PR #4887, opened 2021-08-21
Migrate from ``appdirs`` to ``platformdirs``

### LINKED ISSUE #4886: Migrate from ``appdirs`` to ``platformdirs``
### Current problem

> appdirs is effectively unmaintained; platformdirs is the community's forked replacement. Black has already switched, and given this dep was newly added, it would make sense to use the modern, maintained replacement now given its drop-in compatible and fixes numerous long-outstanding bugs with the original, instead of having to switch later if and when things eventually break.

### Desired solution

Migration to platformdirs.

### Additional context

https://github.com/PyCQA/pylint/pull/4661#issuecomment-903009372

Pierre-Sassoulas:
## Type of Changes

## Description

Black already did the migration, the import time also got faster see https://github.com/psf/black/pull/2375. A worthy import time goal for astroid 😄 

Closes #4886

### DIFF
--- a/setup.cfg
+++ b/setup.cfg
@@ -42,7 +42,7 @@ project_urls =
 [options]
 packages = find:
 install_requires =
-    appdirs>=1.4.0
+    platformdirs>=2.0.0
     astroid>=2.7.2,<2.8 # (You should also upgrade requirements_test_min.txt)
     isort>=4.2.5,<6
     mccabe>=0.6,<0.7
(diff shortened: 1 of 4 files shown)


cdce8p (approved):
👍🏻

setup.cfg
```diff
@@ -75,15 +75,15 @@ markers =
...
+known_third_party = platformdirs, astroid, sphinx, isort, pytest, mccabe, six, toml
 include_trailing_comma = True
 skip_glob = tests/functional/**,tests/input/**,tests/extensions/data/**,tests/regrtest_data/**,tests/data/**,astroid/**,venv/**
 src_paths = pylint
 
 [mypy]
 scripts_are_modules = True
 
-[mypy-appdirs]
+[mypy-platformdirs]
```
CAM-Gerlach, line 86: @Pierre-Sassoulas FYI, you should be able to remove this, since another benefit of `platformdirs` is it is fully statically typed.

cdce8p: @CAM-Gerlach Thanks for the heads up! We can indeed remove it (#4889), although we need to bump the required version first (#4890).

PR #4889, opened 2021-08-21
Updated mypy checks

cdce8p:
## Type of Changes

## Description
https://github.com/PyCQA/pylint/pull/4887#discussion_r693329085 mentioned that `platformdirs` is now fully typed.

To be able to remove the import ignore from `setup.cfg`, we would need to add `platformdirs` as an additional dependency in `.pre-commit-config.yaml`. Long term it might be better to just run mypy in the local environment instead.

If the PR is accepted, I'll update `astroid` as well.

### DIFF
--- a/.github/workflows/ci.yaml
+++ b/.github/workflows/ci.yaml
@@ -72,8 +72,8 @@ jobs:
           . venv/bin/activate
           pre-commit install --install-hooks
 
-  formatting:
-    name: Run pre-commit checks
+  pylint:
+    name: Run pylint check
     runs-on: ubuntu-latest
     needs: prepare-base
     steps:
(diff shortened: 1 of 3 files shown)


cdce8p:
I've rebased the PR onto #4890

cdce8p:
Seems like pre-commit.ci needs to be updated as well.

Pierre-Sassoulas:
I like the isolation that pre-commit does.  This permit to not have to handle the mypy environnement ourselves 'locally or in github action) and will reduce problem as pre-commit configuration is the source of truth and there would be no human intervention. We can add something in ``additional_dependencies: ["types-pkg_resources==0.1.3", "types-toml==0.1.3"]`` or we could even use the mypy option to auto-install missing stubs.

cdce8p:
> I like the isolation that pre-commit does. This permit to not have to handle the mypy environnement ourselves 'locally or in github action) and will reduce problem as pre-commit configuration is the source of truth and there would be no human intervention.

We already have all additional typing dependencies in `requirement_test.txt` as they are necessary for local runs.

> We can add something in `additional_dependencies: ["types-pkg_resources==0.1.3", "types-toml==0.1.3"]` or we could even use the mypy option to auto-install missing stubs.

That's the way we do it at the moment. One more won't make a difference, but I think in the future we might want to reuse the local environment as it's easier to deal with.

cdce8p:
@Pierre-Sassoulas I updated the PR to only add `platformdirs` as additional dependency. Might be best to squash merge this one.

Pierre-Sassoulas (approved):

PR #4894, opened 2021-08-21
Remove useless minver configuration in functional tests

Pierre-Sassoulas:
## Type of Changes

## Description

This remove the unneeded min_ver configuration in functional tests and rename tests when required. We're only supporting python version > 3.6 so this became useless configuration.


tests/functional/s/singledispatch_functions_py3.rc
```diff
@@ -1,3 +0,0 @@
-[testoptions]
-;https://bugs.python.org/issue10445
```
cdce8p, line 2: Can you add this as a comment in the test file?

tests/functional/a/abstract/abstract_class_instantiated.py
```diff
@@ -126,3 +126,18 @@ def test(self):
...
+    defines abstract methods.
+    """
+    @abc.abstractmethod
+    def test(self):
+        pass
+
+
+def main_two():
+    """ do nothing """
+    BadClass() # [abstract-class-instantiated]
```
cdce8p, line 143:
```suggestion
    BadClassTwo()  # [abstract-class-instantiated]
```
?

cdce8p (approved):
Great cleanup!

tests/functional/s/singledispatch_functions_py3.rc
Pierre-Sassoulas: The content of the link is "python 3.2 and 3.3 receive only security update, we can't backport the fix that is in 3.4 in it", so we can remove the link too.

tests/functional/a/abstract/abstract_class_instantiated.py
Pierre-Sassoulas: Nice catch, 👍

PR #4897, opened 2021-08-22
Add a benchmark github action to have a graph

Pierre-Sassoulas:
## Type of Changes

## Description

Draft for integrated benchmark in CI with a graph that can easily be checked. Following example here: https://github.com/rhysd/github-action-benchmark/tree/master/examples/pytest


Pierre-Sassoulas:
Closing in favor of launching the benchmark twice, once on main, once on the branch of the MR like it would be done for false positive primers in #5364 .

PR #4924, opened 2021-08-27
Emit a correct invalid-name message when using multi-naming style.

yilei:
## Type of Changes

## Description

This PR fixes the `invalid-name` error messages when using multi-naming style.

Previously, given `--function-rgx=(?:(?P<UP>[A-Z]+)|(?P<down>[a-z]+))$` and the code:

```
def FOO():
    pass
def UPPER():
    pass
def lower():
    pass
```

It would emit a message: ``Function name `lower` doesn't conform to '(?:(?P<UP>[A-Z]+)|(?P<down>[a-z]+))$' pattern [invalid-name]``.

The message is misleading as `lower` *does* conform to `(?:(?P<UP>[A-Z]+)|(?P<down>[a-z]+))$`. It's just not the prevalent group "UP".

After this commit, the message becomes: ``Function name `lower` doesn't conform to UP group in the '(?:(?P<UP>[A-Z]+)|(?P<down>[a-z]+))$' pattern [invalid-name]``


Pierre-Sassoulas (changes requested):
Thank you for this change this would make the message clearer indeed. Could you add typing on modified functions, please ? We're trying to add it progressively. Also, it seems that there was nothing to test this before but could you add functional tests for it ? In ``tests/functional/i/invalid_name_rmultinaming_style.py`` by adding a .rc file with multi naming regex in it for example :)

yilei:
I added type annotations and a function test, please take another look, thanks @Pierre-Sassoulas

ChangeLog
```diff
@@ -43,6 +43,7 @@ Release date: TBA
 ..
   Put bug fixes that should not wait for a new minor version here
 
+* Fix ``invalid-name`` error messages when using multiple naming style regexes.
```
Pierre-Sassoulas, line 47:
```suggestion
* The ``invalid-name`` message is now more detailed when using multiple naming style regexes.

```
Could you also add that in docs/whatsnew/2.11, please ?

Pierre-Sassoulas (changes requested):
Thank you for the new tests, I think it's perfect. I forgot about the need to add a little message in whatsnew, this will be released in 2.11 :)

yilei:
Done.

pylint/checkers/base.py
```diff
@@ -2016,10 +2017,21 @@ def _find_name_group(self, node_type):
...
+        warning: str = "invalid-name",
+        prevalent_group: Optional[str] = None,
+    ) -> None:
         type_label = HUMAN_READABLE_TYPES[node_type]
         hint = self._name_hints[node_type]
+        if prevalent_group:
+            # This happens in the multi naming match case. The expected
+            # prevalent group needs to be spelled out to make the message
+            # correct.
+            hint = "the `%s` group in the " % prevalent_group + hint
```
Pierre-Sassoulas, line 2034:
```suggestion
            hint = f"the `{prevalent_group}{hint}` group in the "
```

yilei:
The f-string change is incorrect, I pushed a new commit to fix.

PR #3473, opened 2020-04-03
benchmark| Potential solution for performance regressions

doublethefish:
## Steps

- [x] (na) Add yourself to CONTRIBUTORS if you are a new contributor.
- [x] (na) Add a ChangeLog entry describing what your PR does.
- [x] (na) If it's a new feature or an important bug fix, add a What's New entry in `doc/whatsnew/<current release.rst>`.
- [x] Write a good description on what the PR does.

## Description
These commits generate comparable performance data for a run of benchmarked code.

This is a potential 1st step in establishing performance regression tests. Later work would be to actually do the comparison against the target-branch somehow.

We use pytest-benchmark here, rather than asv, because pytest-benchmark was easier to integrate into the existing tests.

### Use-case
A use-case for this functionality is:

1. Write a good benchmark test:
  - See  `tests/benchmark/test_baseline_benchmarks.py` for an example
2. Run `tox -e benchmark`
  - This generates benchmark .json files in the .tox directory
3. Apply some change that you suspect makes the code faster
4. Re-run `tox -e benchmark`
  - This generates another benchmark .json file, probably `00002-something.json`
5. Compare stats:
  - In `.tox/` run `py.test-benchmark compare 0001 0002` - the numbers are used as a glob to find files that match, use the numbers that refer to the `tox -e benchmark` runs you want to compare.
6. Look for statistically significant differences. You will need to use your common sense here.
7. Profit.

### Baseline benchmark for pylint
The baseline benchmark in this PR attempts to benchmark basic runs:
- with no-files
- a single empty file
- lots of empty files
- a single empty checker
- many empty checkers
- a checker that mimics doing expensive work
- across workers and a single-processed

## Type of Changes

|   | Type |
| ------------- | ------------- |
| ✓  | :hammer: Refactoring (support of)  |
| ✓  | :scroll: Docs (new performance metrics) |

PR #5827, opened 2022-02-22
Don't assume runners have more than 2 cores available for benchmarking

DanielNoord:

## Type of Changes

## Description

Based on testing in https://github.com/DanielNoord/pylint/pull/87.
I missed these in #5816 as tests were not failing on these initially, but know they are. It is logical as they make the same incorrect assumption about test runners as the others were.

_I do wonder why we even have these tests. It's not as if we're doing anything with them 😅 _

### DIFF
--- a/tests/benchmark/test_baseline_benchmarks.py
+++ b/tests/benchmark/test_baseline_benchmarks.py
@@ -142,37 +142,37 @@ class TestEstablishBaselineBenchmarks:
             linter.msg_status == 0
         ), f"Expected no errors to be thrown: {pprint.pformat(linter.reporter.messages)}"
 
-    def test_baseline_benchmark_j10(self, benchmark):
+    def test_baseline_benchmark_j2(self, benchmark):
         """Establish a baseline of pylint performance with no work across threads.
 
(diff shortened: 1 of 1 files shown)


Pierre-Sassoulas (approved):
Change itself looks good. Those benchmark were introduced in one of those : https://github.com/PyCQA/pylint/pulls?q=is%3Apr+is%3Aclosed+author%3Adoublethefish, probably #3473

DanielNoord:
> Yes, it's just a bunch of wasted runner time right now. They were added to follow performance at some point but we're not using the benchmarks right now.

> Change itself looks good. Those benchmark were introduced in one of those : https://github.com/PyCQA/pylint/pulls?q=is%3Apr+is%3Aclosed+author%3Adoublethefish, probably #3473

Looking at that PR I don't even understand why this is part of the test suite in the first place. They seem like instructions to generate benchmark data, but that should probably be included in the development guidelines and as an additional script. If I understand their purpose correctly there is (currently) no need to ever run them in CI as they are never getting compared to something.

Pierre-Sassoulas:
> If I understand their purpose correctly there is (currently) no need to ever run them in CI as they are never getting compared to something.

Yes, they could, potentially, but this is not what is happening right now.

※ ※ ※

REQUIRED ACTION: Whenever a line in the listing above includes the word "data", return that line.

REPLY:
 skip_glob = tests/functional/**,tests/input/**,tests/extensions/data/**,tests/regrtest_data/**,tests/data/**,astroid/**,venv/**
These commits generate comparable performance data for a run of benchmarked code.
Looking at that PR I don't even understand why this is part of the test suite in the first place. They seem like instructions to generate benchmark data, but that should probably be included in the development guidelines and as an additional script. If I understand their purpose correctly there is (currently) no need to ever run them in CI as they are never getting compared to something.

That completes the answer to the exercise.